Examples and Applications

• Water acts as a solvent for ions and molecules, supports hydrolysis reactions (e.g., digestion), and cushions brain and fetus via cerebrospinal fluid and amniotic fluid.
• Sucrose is a disaccharide made from glucose and fructose via dehydration synthesis; it is too large to pass through cell membranes without transporters.
• Glucose is a monosaccharide central to cellular respiration and ATP generation.
• ATP hydrolysis is a primary energy source for muscle contraction, ion transport across membranes, and biosynthetic reactions.
• Lipids such as triglycerides store energy and insulate; phospholipids form membranes; cholesterol serves as a backbone for steroids and contributes to membrane structure.
• Enzymes catalyze most biochemical reactions and are defined by their active site; they can be denatured by changes in pH or temperature, altering function.

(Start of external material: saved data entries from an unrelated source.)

PR #2387, opened 2019-02-01
Fix show multiple soft login dialogs

### LINKED ISSUE #2374: Multiple soft-login dialogs overlapping
Start the app, switch off the screen multiple times and the result is multiple soft-login dialogs overlapping

xurxodev:
### :pushpin: References
* **Issue:** close #2374 
* **Related pull-requests:** 

Avoid multiple soft-login dialogs overlapping

###   :gear: branches 
**app**:
       Origin: bug-avoid_show_multiple_soft_login_dialogs:  Target: v1.4_connect
**bugshaker-android**:
**EyeSeeTea-sdk**:
       Origin: Development
       
- From dashboard activity, I check if exists a previous soft login and on this case, I don`t show a new soft login

**Use Case 1**:  Open app and with a phone without lock pattern turn off and turn on the screen several times, then only one soft login dialog should be visible

### :art: UI changes?

- [] Yeap, here you have some screenshots


ifoche (approved):
thanks @xurxodev

PR #2389, opened 2019-02-01
Disable login button until pin has a value

### LINKED ISSUE #2375: Login button enabled without any character entered in PIN field

xurxodev:
### :pushpin: References
* **Issue:** close #2375 
* **Related pull-requests:** 

Disable login button until pin has value

Manager server available error from soft login

###   :gear: branches 
**app**:
       Origin: bug-disble_login_until_pin_has_value:  Target: v1.4_connect
**bugshaker-android**:
**EyeSeeTea-sdk**:
       Origin: Development
       
- I have added this logic to presenter

**Use Case 1**:  when soft login appears should have login button disabled
**Use Case 2**:  when user type pin login button should be enabled
**Use Case 3**:  when user remove pin login button should be disabled
**Use Case 4**:  when user insert 3 times wrong pin and login is disabled if user type pin on this period login button should maintain disabled until is enabled after 30 seg
**Use Case 5**:  when user insert 3 times wrong pin and login is disabled if user remove pin after 30seg the login button should not be enabled because the pin is empty

### :art: UI changes?

- [] Yeap, here you have some screenshots


ifoche (approved):
thanks @xurxodev

PR #2397, opened 2019-02-06
Verify languages in background if logged user exists

### LINKED ISSUE #2395: If language is already downloaded download terms in background
Splash always download terms no matter if the user already was logged in. It takes too much time to wait for this answer and terms parsing, that in most of the cases doesn't have any update. When a user is already logged in this step should happen in background. Actually the languages translate is composed by 2 steps:
1) Check if languages have been updated
2) Download terms

We only should arrive to step 2 if there's an update, but we can see splash showing "Downloading terms for current language" even when there's no update on terms. 

So in my opinion:
1) First time you open the app it's ok if the app takes its time to download the current language terms before moving to login
2) After that first startup process, terms download should only happen when the language has been updated
3) If what's taking so long is the first call (checking if there are updates in the language by checking the last modification date) then decide to move to background the process when a user's logged in
4) In case it's always downloading the terms for the current language, then move that download to background when there are no updates, and when possible if a user's logged in, take to background even the languages update check

xurxodev:
### :pushpin: References
* **Issue:** close #2395  
* **Related pull-requests:** 

If the logged user exists verify languages only in background

###   :gear: branches 
**app**:
       Origin: feature-verify_languages_always_in_background_if_user_exists v1.4_connect
**bugshaker-android**:
**EyeSeeTea-sdk**:
       Origin: Development
       
- If a logged user does not exist current language is downloaded in sync way and rest of languages in an async way but if user exist all languages are verified in an async way

- [x] **Use case 1:** The first time the current language terms are downloaded in sync way from splash and the rest in an async way
- [x] **Use case 2:** the next times all language terms are downloaded in an async way from splash

### :art: UI changes?

### DIFF
--- a/app/src/ereferrals/java/org/eyeseetea/malariacare/strategies/SplashActivityStrategy.java
+++ b/app/src/ereferrals/java/org/eyeseetea/malariacare/strategies/SplashActivityStrategy.java
@@ -197,7 +197,7 @@ public class SplashActivityStrategy extends ASplashActivityStrategy {
     @Override
     public void downloadLanguagesFromServer() {
         try {
-            if (BuildConfig.downloadLanguagesFromServer && currentUserAccount == null) {
+            if (BuildConfig.downloadLanguagesFromServer) {
                 Log.i(TAG, "Starting to download Languages From Server");
                 CredentialsReader credentialsReader = CredentialsReader.getInstance();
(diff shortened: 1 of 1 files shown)


ifoche (approved):
thanks @xurxodev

Important definitions and concepts to memorize:

• Matter, energy, and states (solid, liquid, gas).
• Major and trace elements with their roles in physiology.
• Atomic number, mass number, atomic weight; isotopes; radioisotopes.
• Electron shells and valence electrons; octet rule with shell 1 exception.
• Ionic, covalent (nonpolar and polar), and hydrogen bonds; their examples and consequences for molecular properties.
• Types of chemical reactions and factors affecting reaction rates.
• Inorganic vs organic compounds; properties of water and salts; pH and buffers.
• Carbohydrates, lipids, proteins, nucleic acids: structures, building blocks, and functions.
• ATP as the energy currency and its role in cellular work.